I am a firm believer that you are incorrect. Some cheats can be prevented this way sure, being able to sell of a building multiple times for tons of cash for example in an RTS, but how do you propose we stop aim bots (or worse yet aim proxies) and wallhacks in FPSes? The problem of multiplayer cheats can be reduced to the problem of making sure it's your code running on a remote system. It simply can't be done. Absolutely Anything you implement to protect yourself I can simply mime to your server to make you think I'm not cheating. Even if you were to do everything right down to rendering every pixel server side and sending them to a dumb terminal I can still calculate how far I need to tell you I moved the mouse to shoot that player-colored pixel.

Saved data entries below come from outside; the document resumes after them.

PR #511, opened 2011-09-18
Fix tolua bindings

ciaranj:
I struggled to add some new lua bindings for the particle system (not included in this patch.)  This patch adds an ant script that applies the changes suggested in the readme file and automatically overwrites the committed file.  You still need windows to use this, but may look at getting it running on posix tolua++ installations as well.

Interestingly the generated file was _very_ different to the one that was checked in, has that file been hand-crafted at all ?

Also the current .pkg files appeared out-of-sync with the current cocos2d-x source code, particularly around the CCAccelerometerDelegate class, I've also added a file that I believe to be correct. 

I'm hopefull that this will make it considerably easier for people to submit future lua bindings to the project :) 

Thanks!

### DIFF
--- a/tools/tolua++/README
+++ b/tools/tolua++/README
@@ -1,48 +1,19 @@
-1. The usage of tolua++
-    You can use the command to generate the LuaCocos2d.cpp:
-tolua++.exe -tCocos2d -o LuaCocos2d.cpp Cocos2d.pkg
+1. Generating the lua<-->C bindings with tolua++
 
-2. Modify the generated file
-After you run the command, the generated file under the
-directory the same as tolua++.exe. cocos2dx/lua_support/LuaCocos2d.cpp
-is generate by this way. But here are some differents between them, because
-tolua++.exe generates some error codes about the template. The errors are:
+    An ant script has been provided to generate the relevant files, to do this after
+    modifying the .pkg files you should use the following command in this directory:
 
--------------------------------------------------------------------------------------------
-               genereated code               |            correct code                    |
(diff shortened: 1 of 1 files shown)


minggo:
Thank you for your contribution, it is great.
I have 2 questions:
1. Could you add the usage of build.xml into ReadMe?
2. If the people use the build.xml to generate LuaCocos2d.cpp, does he need to modify the cpp file or he should do nothing?

ciaranj:
1) yup will do : 'ant' ;)
2) nope nothing to do to the file, it should just work!
I'll provide a new pull request shortly.

minggo:
I have read the README, thank you. I have a question, if people don't have ant programe, he may use tolua.exe to generate LuaCocos2d.cpp. So I think using ant is just one appoach, README should describe tow approach.

What do you think?

ciaranj:
Given how difficult manually maintaining that file is I would suggest discouraging manually editing it, ant forms part of the android development kit doesn't it? (I'm not an android developer so this is a queTion more than a statement :) )

I dont have a strong view on it though. Perhaps you could combine the readmes as you see fit if you merge?

minggo:
Yes, ant is part of android development kit, but many people aren't familiar with it. Then they will ask many questions, and we should do lots of work.

ciaranj:
Hmm, interesting. My experience is most people are familiar with ant.  Is there a tool you would prefer scripts in? I avoided bash specifically to avoid having to have all the other utilities present?

PR #515, opened 2011-09-19
Initial example working version of a lua project generator

ciaranj:
Hiyah.  This pull requests provides an example ant build script and associated template file for generating adhoc lua projects, it doesn't currently use 'HelloLua' (for purely historic/organic reasons) .. it would perhaps be better if it did..but it doesn't.. although I suspect it would be easy enough to re-point it at the HelloLua project.

What do you think?

### DIFF
--- a/tools/lua_project_generator/README
+++ b/tools/lua_project_generator/README
@@ -1,0 +1,14 @@
+This tool can be used to generate a 'jumping off point' for creating cross platform mobile games using the LUA bindings
+with Cocos2d-x. 
+
+Usage is simple: 
+
+  'ant' 
+
+You will be asked 3 questions.
+
+1) The path to your NDK (e.g. /cygdrive/c/my_first_ndk or /usr/bin/my_first_ndk )
+2) The 'Name' of your project (e.g. AwesomeMegaDeath)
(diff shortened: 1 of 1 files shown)


minggo:
Could you please write a README to describe the purpose of it, and the usage?

ciaranj:
Sure.  'ant' again :).  the file exposes its own description but I'll add a readme too :)

minggo:
Thank you.
Could you also write a document in http://www.cocos2d-x.org/projects/cocos2d-x/boards/11 to describe it and the lua binding. Then more people will notify it and share it.

ciaranj:
Okey-dokey :) will do

ciaranj:
Ok. This is done :)  And as requested, posted a link here: http://www.cocos2d-x.org/boards/11/topics/3957

minggo:
Does it copy all the files into tools/lua_project_generator/template?
If the cocos2dx modify it's code, can this template work ok?

ciaranj:
No, sadly at the minute it doesn't.  It is separate from HelloLua (HelloLua had 'too much').   I think that that would be a sensible move forward at some point though ?

minggo:
Yes, thank you.

PR #522, opened 2011-09-22
Linux port

laschweinski:
1. delete lib folder, now no any moving is applied.
2. cocos2dx_loc is not required to be assigned now
3. modify mycreateAndroid.sh to create new android and linux integrated project correctly
4. move mycopyfile.sh from template/android to template/linux and do some modifications


minggo:
Too mane files changed. It is not needed.

minggo:
Too mane files changed. It is not needed.

minggo:
Too mane files changed. It is not needed.

PR #1957, opened 2013-02-04
Don't call release() if CCTexture2D::initWith* fails

thomaslee:
Per the discussion on #1952 -- don't call this->release() if CCTexture2D::initWithImage or CCTexture2D::initWithPVRTCData fails.

At a glance, I don't think this would introduce any leaks given that we generally prefer to return a blank/empty CCTexture2D than a NULL pointer (i.e. most code seems to assume that initWithImage etc. will leave the CCTexture2D intact).

That said, it could probably use a quick review :)

### DIFF
--- a/cocos2dx/textures/CCTexture2D.cpp
+++ b/cocos2dx/textures/CCTexture2D.cpp
@@ -265,7 +265,7 @@ bool CCTexture2D::initWithImage(CCImage *uiImage)
     if (imageWidth > maxTextureSize || imageHeight > maxTextureSize) 
     {
         CCLOG("cocos2d: WARNING: Image (%u x %u) is bigger than the supported %u x %u", imageWidth, imageHeight, maxTextureSize, maxTextureSize);
-        return NULL;
+        return false;
     }
     
     // always load premultiplied images


cocos2dx/textures/CCTexture2D.cpp
```diff
@@ -266,7 +265,6 @@ bool CCTexture2D::initWithImage(CCImage *uiImage)
     if (imageWidth > maxTextureSize || imageHeight > maxTextureSize) 
     {
         CCLOG("cocos2d: WARNING: Image (%u x %u) is bigger than the supported %u x %u", imageWidth, imageHeight, maxTextureSize, maxTextureSize);
-        this->release();
         return NULL;
```
minggo: Would you mind also changing NULL to false?

thomaslee: Oops, good catch :)

dumganhar:
I think we should also invoke `CC_SAFE_RELEASE_NULL(pTexture)` after if  `initWithImage` return false.

thomaslee:
Not quite sure I follow. Where do you mean?

dumganhar:
I mean that:

<pre>
CCTexture2D* pTexture = new CCTexture2D();
if (pTexture && pTexture->initWithImage(...))
{
    ... do something
}
else
{
// Should invoke `CC_SAFE_RELEASE_NULL(pTexture)` here.
    `CC_SAFE_RELEASE_NULL(pTexture)` 
}
</pre>

minggo:
Yep, but should do it in a separate PR.

minggo:
@thomaslee
Will you fix the memory leak as @dumganhar  said?

thomaslee:
Sure, I'll take a look at it tomorrow evening. It's getting kind of late here. :)

thomaslee:
Actually, just before I go -- I'm not sure we always want to do this. For example, the main consumer of CCTexture2D::initWithImage is CCTextureCache::addImage -- there's a lot of code that relies upon CCTextureCache::addImage always returning a valid texture. I think it would break a lot of stuff if it suddenly started returning NULL when initWithImage fails. I don't think we want to change that behavior do we?

I can't really see it being used anywhere else where we're not doing something similar. So I guess I'd like to know where @dumganhar feels the extra release() is necessary?

minggo:
I am not sure what error will happen if we invoke release. But i think we should have a try.

thomaslee:
Hrm. I don't really feel confident doing this given I haven't had much exposure to the code base. Further, I think releasing & assigning to NULL in every case would break a lot of stuff. I don't really have the time to commit to fixing the breakages. :(

Honestly, I think in most cases we should already be doing the Right Thing from what code I have seen -- though of course there may be exceptions. I don't think just arbitrarily release()ing stuff & returning NULL where callers expect a soft fail over is the right way to go though.

If you guys on the core have a solid grasp of how you want this to work, maybe you should run with this one? I'll just get in the way :)

minggo:
@thomaslee
Yep, we will do more tests before we modify it.

thomaslee:
Great -- thanks!

PR #1959, opened 2013-02-06
use tinyxml2 instead of libxml2

minggo:


martell:
Man that was good thanks minggo :)

minggo:
It is my pleasure.

martell:
Does this get me on the Authors list for my CV? :)

minggo:
I am sorry, just added it.

martell:
Yay :+1:
On my CV :)

RichardGale:
Does tinyxml improve parsing time, or decrease memory use? Any links to resources/results on this change?

PR #1964, opened 2013-02-06
Marmalade webp fixes

fape:
Add some fixes for webp image format in marmalade. 
Tested with simultator and android


dumganhar:
Thank you.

-DS (Up for a breath. Got World of Warcraft and a full-time job that requires a lot of travel the same week. limit of free-time as x->inf. = 0)

I'm going to have to agree with DS here, there are ways around just about any cheat prevention system out there. The best way to keep people who are making the game less than fun is not to implement overly complex checks to try to prevent bad behavior, it is to leave it up to the players to remove these types of people from their games (and believe me people always figure out who these guys are).